Your objective:
How many of the lines below contain "parent"? Answer with that number alone.
Task inputs Block Start
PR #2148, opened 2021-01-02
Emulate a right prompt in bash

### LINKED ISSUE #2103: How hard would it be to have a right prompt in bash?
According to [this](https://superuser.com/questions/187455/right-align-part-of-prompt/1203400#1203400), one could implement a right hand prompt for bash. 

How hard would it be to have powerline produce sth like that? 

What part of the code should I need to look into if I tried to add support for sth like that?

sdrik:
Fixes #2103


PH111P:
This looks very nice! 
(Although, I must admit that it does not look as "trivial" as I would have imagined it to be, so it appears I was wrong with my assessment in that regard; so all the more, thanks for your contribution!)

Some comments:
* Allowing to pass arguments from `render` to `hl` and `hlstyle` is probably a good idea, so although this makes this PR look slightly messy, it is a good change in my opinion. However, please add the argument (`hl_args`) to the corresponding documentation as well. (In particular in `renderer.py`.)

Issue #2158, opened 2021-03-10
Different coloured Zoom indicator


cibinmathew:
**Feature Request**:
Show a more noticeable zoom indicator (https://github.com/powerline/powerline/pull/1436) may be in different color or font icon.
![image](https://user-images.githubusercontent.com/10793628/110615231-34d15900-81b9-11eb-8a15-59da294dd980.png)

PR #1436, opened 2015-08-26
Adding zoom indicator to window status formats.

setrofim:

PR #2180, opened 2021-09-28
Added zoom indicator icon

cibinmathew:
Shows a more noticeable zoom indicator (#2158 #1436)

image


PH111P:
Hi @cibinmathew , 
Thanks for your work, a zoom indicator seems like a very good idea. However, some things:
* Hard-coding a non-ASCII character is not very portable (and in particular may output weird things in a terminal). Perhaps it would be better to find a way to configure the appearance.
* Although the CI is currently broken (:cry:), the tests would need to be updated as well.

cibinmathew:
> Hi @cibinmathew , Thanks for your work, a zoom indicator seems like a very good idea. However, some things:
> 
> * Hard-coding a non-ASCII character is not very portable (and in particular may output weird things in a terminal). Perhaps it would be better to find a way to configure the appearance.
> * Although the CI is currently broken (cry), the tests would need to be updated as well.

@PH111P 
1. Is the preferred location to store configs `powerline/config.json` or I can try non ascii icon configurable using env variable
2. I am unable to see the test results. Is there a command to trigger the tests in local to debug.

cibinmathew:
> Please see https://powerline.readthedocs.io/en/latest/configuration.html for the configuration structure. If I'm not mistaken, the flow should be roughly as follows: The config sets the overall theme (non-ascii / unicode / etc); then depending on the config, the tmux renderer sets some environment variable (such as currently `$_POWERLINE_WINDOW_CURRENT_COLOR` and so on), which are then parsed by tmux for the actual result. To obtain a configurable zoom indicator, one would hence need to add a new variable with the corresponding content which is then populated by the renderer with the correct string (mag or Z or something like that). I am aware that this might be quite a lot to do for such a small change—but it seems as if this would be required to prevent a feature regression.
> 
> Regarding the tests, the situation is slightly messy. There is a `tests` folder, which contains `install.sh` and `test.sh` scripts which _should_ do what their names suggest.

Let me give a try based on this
Task inputs Block End
Task inputs Block Start
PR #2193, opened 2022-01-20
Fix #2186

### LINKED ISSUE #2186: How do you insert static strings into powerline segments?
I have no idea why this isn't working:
Task inputs Block End
Task inputs Block Start
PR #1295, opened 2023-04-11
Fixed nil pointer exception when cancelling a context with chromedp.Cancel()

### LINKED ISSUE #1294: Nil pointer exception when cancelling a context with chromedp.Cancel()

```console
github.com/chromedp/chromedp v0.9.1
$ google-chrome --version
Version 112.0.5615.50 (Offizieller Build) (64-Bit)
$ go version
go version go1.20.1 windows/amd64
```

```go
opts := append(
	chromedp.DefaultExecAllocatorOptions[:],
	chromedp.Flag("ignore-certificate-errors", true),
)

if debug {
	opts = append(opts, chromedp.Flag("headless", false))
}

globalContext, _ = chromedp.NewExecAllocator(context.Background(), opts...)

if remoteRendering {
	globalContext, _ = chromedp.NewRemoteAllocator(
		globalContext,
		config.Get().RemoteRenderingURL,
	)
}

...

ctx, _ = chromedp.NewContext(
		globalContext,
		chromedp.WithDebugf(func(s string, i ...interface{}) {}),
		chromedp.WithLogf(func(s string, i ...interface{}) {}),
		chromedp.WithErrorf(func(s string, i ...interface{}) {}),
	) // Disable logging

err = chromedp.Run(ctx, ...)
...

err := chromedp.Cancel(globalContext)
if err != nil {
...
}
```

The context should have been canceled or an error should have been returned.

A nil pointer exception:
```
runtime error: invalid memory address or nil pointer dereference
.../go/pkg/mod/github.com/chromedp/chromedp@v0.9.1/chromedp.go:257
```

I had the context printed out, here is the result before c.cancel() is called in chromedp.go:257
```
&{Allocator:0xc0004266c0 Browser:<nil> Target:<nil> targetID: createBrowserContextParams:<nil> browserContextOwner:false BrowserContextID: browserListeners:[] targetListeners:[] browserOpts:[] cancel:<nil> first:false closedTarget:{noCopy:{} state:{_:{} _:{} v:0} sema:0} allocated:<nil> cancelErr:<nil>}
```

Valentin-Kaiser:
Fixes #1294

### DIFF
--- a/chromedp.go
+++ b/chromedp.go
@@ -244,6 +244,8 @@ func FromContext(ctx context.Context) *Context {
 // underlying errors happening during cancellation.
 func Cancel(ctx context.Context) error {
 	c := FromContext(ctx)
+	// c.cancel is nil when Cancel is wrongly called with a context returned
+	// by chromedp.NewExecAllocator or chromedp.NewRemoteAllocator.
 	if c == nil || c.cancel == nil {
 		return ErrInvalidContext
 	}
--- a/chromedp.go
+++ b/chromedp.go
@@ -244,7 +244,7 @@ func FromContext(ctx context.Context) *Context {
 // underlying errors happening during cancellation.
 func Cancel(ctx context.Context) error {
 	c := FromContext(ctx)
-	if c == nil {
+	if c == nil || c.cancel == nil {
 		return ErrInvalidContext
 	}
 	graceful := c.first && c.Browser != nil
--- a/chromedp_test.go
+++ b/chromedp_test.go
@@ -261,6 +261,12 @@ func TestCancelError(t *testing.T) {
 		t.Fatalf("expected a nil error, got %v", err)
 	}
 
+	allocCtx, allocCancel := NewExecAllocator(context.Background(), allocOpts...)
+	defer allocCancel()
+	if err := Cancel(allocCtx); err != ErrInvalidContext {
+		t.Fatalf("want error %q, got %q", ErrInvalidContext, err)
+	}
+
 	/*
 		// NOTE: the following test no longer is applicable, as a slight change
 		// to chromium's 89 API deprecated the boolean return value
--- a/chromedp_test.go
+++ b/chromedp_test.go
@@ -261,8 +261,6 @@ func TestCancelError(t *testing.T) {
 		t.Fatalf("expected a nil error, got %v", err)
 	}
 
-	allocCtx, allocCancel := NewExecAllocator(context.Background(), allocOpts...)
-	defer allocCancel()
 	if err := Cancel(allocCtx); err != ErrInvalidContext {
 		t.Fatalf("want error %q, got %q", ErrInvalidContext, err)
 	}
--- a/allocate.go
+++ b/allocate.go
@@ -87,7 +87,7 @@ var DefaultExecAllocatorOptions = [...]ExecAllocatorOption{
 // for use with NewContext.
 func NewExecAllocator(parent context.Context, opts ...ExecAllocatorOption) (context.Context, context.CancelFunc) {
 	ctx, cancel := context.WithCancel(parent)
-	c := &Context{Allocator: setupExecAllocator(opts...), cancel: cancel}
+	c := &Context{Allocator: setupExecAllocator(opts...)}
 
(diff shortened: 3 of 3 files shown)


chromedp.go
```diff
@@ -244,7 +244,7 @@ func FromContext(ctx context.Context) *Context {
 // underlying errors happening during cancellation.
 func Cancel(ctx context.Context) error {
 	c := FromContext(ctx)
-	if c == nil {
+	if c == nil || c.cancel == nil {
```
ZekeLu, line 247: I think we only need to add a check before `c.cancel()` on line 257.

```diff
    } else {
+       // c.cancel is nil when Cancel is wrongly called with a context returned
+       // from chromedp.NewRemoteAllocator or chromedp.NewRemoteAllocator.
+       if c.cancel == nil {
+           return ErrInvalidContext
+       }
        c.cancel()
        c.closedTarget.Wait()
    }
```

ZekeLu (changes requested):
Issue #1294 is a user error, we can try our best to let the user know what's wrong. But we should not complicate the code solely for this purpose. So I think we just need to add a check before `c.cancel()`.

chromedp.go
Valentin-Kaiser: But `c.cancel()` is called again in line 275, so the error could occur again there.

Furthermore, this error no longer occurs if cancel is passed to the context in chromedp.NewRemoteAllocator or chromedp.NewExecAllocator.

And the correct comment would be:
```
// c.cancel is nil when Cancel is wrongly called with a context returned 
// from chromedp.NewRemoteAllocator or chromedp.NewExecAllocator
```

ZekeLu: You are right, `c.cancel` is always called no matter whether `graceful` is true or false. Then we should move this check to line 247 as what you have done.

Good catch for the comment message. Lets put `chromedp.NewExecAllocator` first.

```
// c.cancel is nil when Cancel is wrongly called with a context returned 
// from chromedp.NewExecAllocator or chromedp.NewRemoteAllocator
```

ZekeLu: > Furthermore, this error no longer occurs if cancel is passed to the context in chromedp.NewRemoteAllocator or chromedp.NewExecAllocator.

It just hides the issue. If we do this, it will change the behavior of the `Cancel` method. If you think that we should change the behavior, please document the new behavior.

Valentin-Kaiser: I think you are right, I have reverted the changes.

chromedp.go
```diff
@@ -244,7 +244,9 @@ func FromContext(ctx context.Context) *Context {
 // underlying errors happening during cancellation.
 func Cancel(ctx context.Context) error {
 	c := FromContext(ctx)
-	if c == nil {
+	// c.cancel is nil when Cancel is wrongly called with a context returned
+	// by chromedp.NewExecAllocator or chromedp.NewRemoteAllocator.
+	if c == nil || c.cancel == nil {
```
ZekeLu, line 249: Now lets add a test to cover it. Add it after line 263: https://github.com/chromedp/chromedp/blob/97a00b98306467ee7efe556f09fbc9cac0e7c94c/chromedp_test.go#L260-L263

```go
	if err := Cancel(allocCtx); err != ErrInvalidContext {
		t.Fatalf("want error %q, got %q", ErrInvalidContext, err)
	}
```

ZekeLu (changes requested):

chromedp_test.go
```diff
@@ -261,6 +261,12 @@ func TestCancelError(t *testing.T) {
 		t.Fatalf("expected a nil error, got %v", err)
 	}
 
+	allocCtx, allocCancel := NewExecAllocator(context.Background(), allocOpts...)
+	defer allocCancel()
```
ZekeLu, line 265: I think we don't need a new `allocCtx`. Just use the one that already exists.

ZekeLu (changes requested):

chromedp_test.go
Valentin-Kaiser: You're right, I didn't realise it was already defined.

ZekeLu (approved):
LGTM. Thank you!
Task inputs Block End
Finished task:
2